▸ **PROBLEM STATEMENT**: For each line of the data that includes the word "replay", copy the line.

▸ **RECORDS PROVIDED**:
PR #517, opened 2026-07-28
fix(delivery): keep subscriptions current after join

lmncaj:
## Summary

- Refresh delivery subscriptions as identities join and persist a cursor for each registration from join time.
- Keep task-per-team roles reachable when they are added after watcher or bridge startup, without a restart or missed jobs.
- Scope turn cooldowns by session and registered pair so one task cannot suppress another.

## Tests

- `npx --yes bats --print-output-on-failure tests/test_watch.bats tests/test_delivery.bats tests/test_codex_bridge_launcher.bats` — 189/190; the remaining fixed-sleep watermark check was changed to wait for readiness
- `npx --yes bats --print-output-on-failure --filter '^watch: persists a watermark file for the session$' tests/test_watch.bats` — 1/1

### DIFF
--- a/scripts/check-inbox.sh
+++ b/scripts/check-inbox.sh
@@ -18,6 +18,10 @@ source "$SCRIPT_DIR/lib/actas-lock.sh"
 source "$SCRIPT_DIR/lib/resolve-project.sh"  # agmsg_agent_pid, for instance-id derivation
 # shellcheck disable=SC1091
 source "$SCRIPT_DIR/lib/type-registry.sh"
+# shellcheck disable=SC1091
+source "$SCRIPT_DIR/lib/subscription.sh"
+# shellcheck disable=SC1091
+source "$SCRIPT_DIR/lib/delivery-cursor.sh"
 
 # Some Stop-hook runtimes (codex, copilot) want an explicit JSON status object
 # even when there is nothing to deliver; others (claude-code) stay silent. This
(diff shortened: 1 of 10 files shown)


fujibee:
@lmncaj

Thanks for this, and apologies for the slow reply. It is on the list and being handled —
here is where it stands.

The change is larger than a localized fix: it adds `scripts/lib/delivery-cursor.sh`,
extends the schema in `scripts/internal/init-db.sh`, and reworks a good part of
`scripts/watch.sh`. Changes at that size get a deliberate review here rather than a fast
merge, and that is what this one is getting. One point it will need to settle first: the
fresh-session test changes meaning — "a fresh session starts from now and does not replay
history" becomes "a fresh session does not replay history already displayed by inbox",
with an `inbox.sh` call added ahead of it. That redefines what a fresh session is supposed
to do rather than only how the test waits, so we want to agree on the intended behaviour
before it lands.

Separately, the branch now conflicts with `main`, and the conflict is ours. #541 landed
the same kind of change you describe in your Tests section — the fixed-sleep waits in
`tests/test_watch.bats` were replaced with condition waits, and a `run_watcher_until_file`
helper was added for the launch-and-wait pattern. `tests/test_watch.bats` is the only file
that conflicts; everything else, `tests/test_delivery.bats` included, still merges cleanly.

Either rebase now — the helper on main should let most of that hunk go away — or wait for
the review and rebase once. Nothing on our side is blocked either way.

==

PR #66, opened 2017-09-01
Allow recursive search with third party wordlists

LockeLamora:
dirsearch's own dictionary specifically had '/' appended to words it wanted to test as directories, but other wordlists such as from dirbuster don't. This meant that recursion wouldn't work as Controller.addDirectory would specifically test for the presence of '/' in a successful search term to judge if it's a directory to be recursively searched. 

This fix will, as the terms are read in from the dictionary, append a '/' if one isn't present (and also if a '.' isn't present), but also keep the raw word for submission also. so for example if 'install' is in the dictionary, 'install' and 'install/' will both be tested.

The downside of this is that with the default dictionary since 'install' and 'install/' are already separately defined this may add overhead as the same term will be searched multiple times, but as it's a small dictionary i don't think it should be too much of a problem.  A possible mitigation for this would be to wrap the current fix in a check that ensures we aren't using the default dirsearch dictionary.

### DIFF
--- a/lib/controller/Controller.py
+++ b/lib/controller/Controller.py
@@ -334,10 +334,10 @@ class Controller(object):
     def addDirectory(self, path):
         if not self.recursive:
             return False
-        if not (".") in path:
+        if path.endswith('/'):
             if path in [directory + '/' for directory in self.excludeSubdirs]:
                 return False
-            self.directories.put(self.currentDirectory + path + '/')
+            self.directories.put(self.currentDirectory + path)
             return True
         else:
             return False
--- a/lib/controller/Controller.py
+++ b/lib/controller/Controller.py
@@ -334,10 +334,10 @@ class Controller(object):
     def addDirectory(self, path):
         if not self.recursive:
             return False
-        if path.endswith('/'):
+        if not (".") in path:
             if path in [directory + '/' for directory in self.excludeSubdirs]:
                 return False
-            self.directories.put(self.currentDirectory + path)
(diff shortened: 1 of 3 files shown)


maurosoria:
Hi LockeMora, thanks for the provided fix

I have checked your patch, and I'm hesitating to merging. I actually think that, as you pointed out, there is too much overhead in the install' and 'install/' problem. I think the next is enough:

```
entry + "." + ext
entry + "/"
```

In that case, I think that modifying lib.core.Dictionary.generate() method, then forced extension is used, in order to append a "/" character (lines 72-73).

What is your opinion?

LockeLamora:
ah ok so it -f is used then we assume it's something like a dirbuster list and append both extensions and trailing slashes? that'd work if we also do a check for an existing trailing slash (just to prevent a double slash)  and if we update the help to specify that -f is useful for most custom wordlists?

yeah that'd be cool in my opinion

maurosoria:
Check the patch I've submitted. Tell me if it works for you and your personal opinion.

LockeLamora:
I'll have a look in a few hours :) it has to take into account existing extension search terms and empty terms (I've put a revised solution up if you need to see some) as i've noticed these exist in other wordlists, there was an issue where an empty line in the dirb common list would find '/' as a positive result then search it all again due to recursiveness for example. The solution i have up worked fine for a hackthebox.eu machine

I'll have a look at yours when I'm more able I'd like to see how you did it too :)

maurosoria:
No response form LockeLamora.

--

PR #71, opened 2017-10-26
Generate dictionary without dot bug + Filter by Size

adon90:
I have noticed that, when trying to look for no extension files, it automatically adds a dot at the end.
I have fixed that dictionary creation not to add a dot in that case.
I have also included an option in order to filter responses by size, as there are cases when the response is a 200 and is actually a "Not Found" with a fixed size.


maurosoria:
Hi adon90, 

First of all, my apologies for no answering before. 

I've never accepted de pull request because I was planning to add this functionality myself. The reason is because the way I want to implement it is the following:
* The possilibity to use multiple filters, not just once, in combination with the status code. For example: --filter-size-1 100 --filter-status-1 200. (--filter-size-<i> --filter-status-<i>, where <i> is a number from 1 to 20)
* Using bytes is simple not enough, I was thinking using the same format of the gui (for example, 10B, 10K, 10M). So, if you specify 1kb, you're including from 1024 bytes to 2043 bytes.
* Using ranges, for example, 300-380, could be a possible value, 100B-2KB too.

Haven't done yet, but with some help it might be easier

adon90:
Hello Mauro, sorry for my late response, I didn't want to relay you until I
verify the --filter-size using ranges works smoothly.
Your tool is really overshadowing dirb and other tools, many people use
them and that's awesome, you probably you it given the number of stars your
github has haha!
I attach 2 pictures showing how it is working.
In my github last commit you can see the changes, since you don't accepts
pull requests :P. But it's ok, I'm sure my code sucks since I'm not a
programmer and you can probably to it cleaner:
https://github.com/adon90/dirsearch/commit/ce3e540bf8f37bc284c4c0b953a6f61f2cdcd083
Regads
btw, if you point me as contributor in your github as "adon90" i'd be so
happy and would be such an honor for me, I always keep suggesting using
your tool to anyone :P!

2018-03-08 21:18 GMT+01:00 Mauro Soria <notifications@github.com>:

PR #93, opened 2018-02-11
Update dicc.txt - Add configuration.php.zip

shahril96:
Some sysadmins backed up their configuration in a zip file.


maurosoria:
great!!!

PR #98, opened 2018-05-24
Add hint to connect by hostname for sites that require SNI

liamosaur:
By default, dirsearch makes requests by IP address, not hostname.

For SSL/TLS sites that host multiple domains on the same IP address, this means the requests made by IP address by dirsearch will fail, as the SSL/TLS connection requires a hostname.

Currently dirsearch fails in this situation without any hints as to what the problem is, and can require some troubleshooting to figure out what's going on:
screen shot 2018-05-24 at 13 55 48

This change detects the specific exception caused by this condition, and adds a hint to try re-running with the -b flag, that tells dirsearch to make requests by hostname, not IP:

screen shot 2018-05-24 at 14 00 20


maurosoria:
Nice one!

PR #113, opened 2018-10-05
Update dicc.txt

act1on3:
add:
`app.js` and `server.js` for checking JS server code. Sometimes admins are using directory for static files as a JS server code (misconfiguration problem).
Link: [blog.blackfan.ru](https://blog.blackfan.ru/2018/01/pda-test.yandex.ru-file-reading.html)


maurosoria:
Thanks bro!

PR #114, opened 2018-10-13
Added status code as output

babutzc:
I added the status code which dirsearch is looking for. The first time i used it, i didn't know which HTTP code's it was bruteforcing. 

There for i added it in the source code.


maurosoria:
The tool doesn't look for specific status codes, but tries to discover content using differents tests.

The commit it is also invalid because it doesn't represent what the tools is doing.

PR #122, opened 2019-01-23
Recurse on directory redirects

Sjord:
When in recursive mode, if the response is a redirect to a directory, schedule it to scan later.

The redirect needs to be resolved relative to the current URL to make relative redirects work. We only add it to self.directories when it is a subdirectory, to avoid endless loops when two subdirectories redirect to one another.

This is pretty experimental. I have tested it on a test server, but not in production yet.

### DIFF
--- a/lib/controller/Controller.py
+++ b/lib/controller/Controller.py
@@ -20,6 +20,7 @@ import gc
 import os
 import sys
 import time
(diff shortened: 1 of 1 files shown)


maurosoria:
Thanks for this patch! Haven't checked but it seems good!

▸ **EXERCISE ANSWER**:
fresh-session test changes meaning — "a fresh session starts from now and does not replay
history" becomes "a fresh session does not replay history already displayed by inbox",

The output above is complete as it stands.